_INSTRUCTIONS TO FOLLOW_
When the line with "manual filesystem grep." appears below, start repeating lines exactly, and keep going through the line with "identity dirs too"; add nothing outside that span.

_RECORDS_
+++++
PR #2611, opened 2026-08-17
Clamk@claudius: fast agent_id-keyed Conversation History lookup

GenericAgentX-asaf:
## Summary

Step 4b of #2603 (protocol §4.4, second half — the fast index, split from Step 4a's read-path fix in #2606, merged).

Before this, "this agent's conversation history" wasn't a queryable concept at all. The only lookup (`history.List`) filters by provider + a `working_directory` substring match across every session found on disk (personal + AgentMux both), and `SessionMeta` had no `agent_id`/identity field anywhere. This is the actual gap behind the operator's original ask that started this whole investigation: finding a specific agent's last conversation fast, without a manual filesystem grep.

- `SessionMeta` gains `identity_id`: the bundle/account id a session was discovered under (parsed from its file path), empty for personal/default non-bundle sessions.
- `SessionIndex` maintains a `by_identity: HashMap<identity_id, Vec<session_id>>` alongside the existing sessions map, rebuilt on every `refresh()`. New `list_for_identity()` is O(sessions for this identity), not O(total sessions on disk) like `list()`.
- `HistoryService::list_for_agent(store, agent_id, ...)` resolves `agent_id` to its linked identity bundle(s) via `Store::agent_identity_list_for_agent` (the same `db_agent_identity_links` table `identity_auth_dirs.rs` already keys off).
- New RPC: `history.ListForAgent(agent_id, offset, limit, sort_by, sort_dir)`.

**Not yet wired to a frontend UI action** — this PR is the backend lookup path; surfacing it as an actual "Conversation History" button is a follow-up.

## Test plan

- [x] `cargo test -p agentmux-srv --bin agentmux-srv` — 2367 passed, 0 failed, 6 pre-existing ignores
- [x] 9 new tests, including one exercising the real `db_agent_identity_links` FK path end to end (agent definition row + account row + link row, not a mocked lookup)

### DIFF
--- a/.changesets/1786904766-fix-history-claudehistoryadapter-now-scans-per-channel-isola-543k.md
+++ b/.changesets/1786904766-fix-history-claudehistoryadapter-now-scans-per-channel-isola-543k.md
@@ -1,0 +1,5 @@
+---
+type: patch
+---
+
+fix(history): ClaudeHistoryAdapter now scans per-channel isolated identity dirs too
--- a/.changesets/1786927133-feat-history-fast-agent-id-keyed-conversation-history-lookup-g22r.md
+++ b/.changesets/1786927133-feat-history-fast-agent-id-keyed-conversation-history-lookup-g22r.md
@@ -1,0 +1,5 @@
+---
+type: minor
+---
+
+feat(history): fast agent_id-keyed Conversation History lookup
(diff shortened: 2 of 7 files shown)


a5af:
@codex review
+++++
_RESULT_
Before this, "this agent's conversation history" wasn't a queryable concept at all. The only lookup (`history.List`) filters by provider + a `working_directory` substring match across every session found on disk (personal + AgentMux both), and `SessionMeta` had no `agent_id`/identity field anywhere. This is the actual gap behind the operator's original ask that started this whole investigation: finding a specific agent's last conversation fast, without a manual filesystem grep.

- `SessionMeta` gains `identity_id`: the bundle/account id a session was discovered under (parsed from its file path), empty for personal/default non-bundle sessions.
- `SessionIndex` maintains a `by_identity: HashMap<identity_id, Vec<session_id>>` alongside the existing sessions map, rebuilt on every `refresh()`. New `list_for_identity()` is O(sessions for this identity), not O(total sessions on disk) like `list()`.
- `HistoryService::list_for_agent(store, agent_id, ...)` resolves `agent_id` to its linked identity bundle(s) via `Store::agent_identity_list_for_agent` (the same `db_agent_identity_links` table `identity_auth_dirs.rs` already keys off).
- New RPC: `history.ListForAgent(agent_id, offset, limit, sort_by, sort_dir)`.

**Not yet wired to a frontend UI action** — this PR is the backend lookup path; surfacing it as an actual "Conversation History" button is a follow-up.

## Test plan

- [x] `cargo test -p agentmux-srv --bin agentmux-srv` — 2367 passed, 0 failed, 6 pre-existing ignores
- [x] 9 new tests, including one exercising the real `db_agent_identity_links` FK path end to end (agent definition row + account row + link row, not a mocked lookup)

### DIFF
--- a/.changesets/1786904766-fix-history-claudehistoryadapter-now-scans-per-channel-isola-543k.md
+++ b/.changesets/1786904766-fix-history-claudehistoryadapter-now-scans-per-channel-isola-543k.md
@@ -1,0 +1,5 @@
+---
+type: patch
+---
+
+fix(history): ClaudeHistoryAdapter now scans per-channel isolated identity dirs too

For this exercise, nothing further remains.